» What you will do:
Return, word for word, only the lines of the data below that lie between the line with "Fix global searching with from_user or filter" and the line with "You could test", those two lines included.
┌─ Records shown
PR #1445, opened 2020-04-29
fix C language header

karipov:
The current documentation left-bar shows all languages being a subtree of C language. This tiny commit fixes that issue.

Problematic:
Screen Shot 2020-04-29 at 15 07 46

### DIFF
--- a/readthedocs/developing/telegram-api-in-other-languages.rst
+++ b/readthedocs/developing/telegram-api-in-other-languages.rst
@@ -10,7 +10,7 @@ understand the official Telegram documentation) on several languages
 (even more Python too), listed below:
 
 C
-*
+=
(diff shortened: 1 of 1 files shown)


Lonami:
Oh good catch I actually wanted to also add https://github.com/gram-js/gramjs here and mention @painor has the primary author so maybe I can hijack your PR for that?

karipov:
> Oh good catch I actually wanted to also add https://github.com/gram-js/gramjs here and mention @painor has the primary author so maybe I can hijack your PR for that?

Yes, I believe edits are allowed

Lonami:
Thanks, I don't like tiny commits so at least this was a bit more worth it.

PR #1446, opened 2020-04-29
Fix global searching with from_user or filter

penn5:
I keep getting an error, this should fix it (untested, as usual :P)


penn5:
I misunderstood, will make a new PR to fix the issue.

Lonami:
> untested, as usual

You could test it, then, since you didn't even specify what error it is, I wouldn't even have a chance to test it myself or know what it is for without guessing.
└─
┌─ Records shown
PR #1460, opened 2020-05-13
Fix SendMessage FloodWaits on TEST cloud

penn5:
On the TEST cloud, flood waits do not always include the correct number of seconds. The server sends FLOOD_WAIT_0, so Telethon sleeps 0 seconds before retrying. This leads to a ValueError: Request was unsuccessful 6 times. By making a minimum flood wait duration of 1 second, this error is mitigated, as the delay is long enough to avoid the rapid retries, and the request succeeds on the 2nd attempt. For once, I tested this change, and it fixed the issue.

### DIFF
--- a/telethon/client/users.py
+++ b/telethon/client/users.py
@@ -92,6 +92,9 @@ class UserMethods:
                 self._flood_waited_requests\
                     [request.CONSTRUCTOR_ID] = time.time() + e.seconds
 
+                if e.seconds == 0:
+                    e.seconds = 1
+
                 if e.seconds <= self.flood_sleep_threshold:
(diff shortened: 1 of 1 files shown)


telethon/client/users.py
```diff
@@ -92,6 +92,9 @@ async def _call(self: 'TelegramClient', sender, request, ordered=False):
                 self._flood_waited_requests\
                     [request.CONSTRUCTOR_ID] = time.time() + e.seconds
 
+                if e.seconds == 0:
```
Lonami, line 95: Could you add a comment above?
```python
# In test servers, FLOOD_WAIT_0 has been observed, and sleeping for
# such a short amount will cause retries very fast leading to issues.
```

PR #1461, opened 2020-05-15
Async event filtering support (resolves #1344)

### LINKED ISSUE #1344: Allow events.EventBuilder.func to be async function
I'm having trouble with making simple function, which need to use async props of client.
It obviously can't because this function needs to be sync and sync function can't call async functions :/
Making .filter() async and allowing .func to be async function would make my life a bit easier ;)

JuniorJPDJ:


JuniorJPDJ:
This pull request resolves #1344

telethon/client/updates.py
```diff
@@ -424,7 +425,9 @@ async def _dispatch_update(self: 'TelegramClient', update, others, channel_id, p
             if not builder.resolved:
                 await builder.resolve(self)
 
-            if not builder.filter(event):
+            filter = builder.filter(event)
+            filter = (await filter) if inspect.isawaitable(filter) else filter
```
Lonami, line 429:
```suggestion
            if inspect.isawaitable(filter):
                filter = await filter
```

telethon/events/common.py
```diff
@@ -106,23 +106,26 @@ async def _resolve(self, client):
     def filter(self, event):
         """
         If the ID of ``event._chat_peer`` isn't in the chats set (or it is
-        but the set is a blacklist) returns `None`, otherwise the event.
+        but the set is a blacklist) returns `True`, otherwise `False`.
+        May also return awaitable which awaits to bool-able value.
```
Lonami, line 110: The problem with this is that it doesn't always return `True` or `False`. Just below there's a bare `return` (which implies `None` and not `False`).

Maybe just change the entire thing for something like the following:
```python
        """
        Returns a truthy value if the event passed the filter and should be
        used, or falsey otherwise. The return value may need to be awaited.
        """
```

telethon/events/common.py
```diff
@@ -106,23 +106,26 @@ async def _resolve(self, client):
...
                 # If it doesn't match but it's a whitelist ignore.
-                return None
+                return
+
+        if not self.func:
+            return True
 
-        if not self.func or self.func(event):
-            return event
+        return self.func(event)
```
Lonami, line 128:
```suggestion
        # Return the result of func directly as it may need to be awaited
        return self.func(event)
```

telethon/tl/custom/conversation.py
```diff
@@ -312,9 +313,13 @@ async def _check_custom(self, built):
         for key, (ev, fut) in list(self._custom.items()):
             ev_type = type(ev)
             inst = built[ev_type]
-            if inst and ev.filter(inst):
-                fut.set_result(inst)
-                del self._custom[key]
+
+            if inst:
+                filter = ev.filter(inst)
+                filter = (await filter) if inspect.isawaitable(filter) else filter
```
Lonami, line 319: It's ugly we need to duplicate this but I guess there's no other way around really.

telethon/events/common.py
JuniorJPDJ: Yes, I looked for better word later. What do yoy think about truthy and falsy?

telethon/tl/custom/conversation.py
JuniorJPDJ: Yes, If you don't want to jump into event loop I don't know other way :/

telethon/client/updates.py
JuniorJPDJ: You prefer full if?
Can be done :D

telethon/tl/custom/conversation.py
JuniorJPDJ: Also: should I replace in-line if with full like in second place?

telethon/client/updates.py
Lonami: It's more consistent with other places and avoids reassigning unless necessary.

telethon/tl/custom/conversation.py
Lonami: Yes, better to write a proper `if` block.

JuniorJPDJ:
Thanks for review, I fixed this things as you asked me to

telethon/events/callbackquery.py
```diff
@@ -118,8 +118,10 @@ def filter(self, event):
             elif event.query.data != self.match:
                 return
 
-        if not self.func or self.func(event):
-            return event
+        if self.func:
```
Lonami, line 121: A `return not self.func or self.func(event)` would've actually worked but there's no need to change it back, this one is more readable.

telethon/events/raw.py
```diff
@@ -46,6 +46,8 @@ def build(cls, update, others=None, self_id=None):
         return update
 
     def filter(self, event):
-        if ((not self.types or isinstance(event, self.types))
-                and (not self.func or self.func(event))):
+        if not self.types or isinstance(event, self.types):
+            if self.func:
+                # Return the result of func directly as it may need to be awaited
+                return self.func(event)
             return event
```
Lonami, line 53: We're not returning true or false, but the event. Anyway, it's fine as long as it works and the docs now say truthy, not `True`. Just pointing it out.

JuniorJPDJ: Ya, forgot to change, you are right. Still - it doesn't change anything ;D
└─
» Answer to the exercise:
Fix global searching with from_user or filter

penn5:
I keep getting an error, this should fix it (untested, as usual :P)


penn5:
I misunderstood, will make a new PR to fix the issue.

Lonami:
> untested, as usual

You could test it, then, since you didn't even specify what error it is, I wouldn't even have a chance to test it myself or know what it is for without guessing.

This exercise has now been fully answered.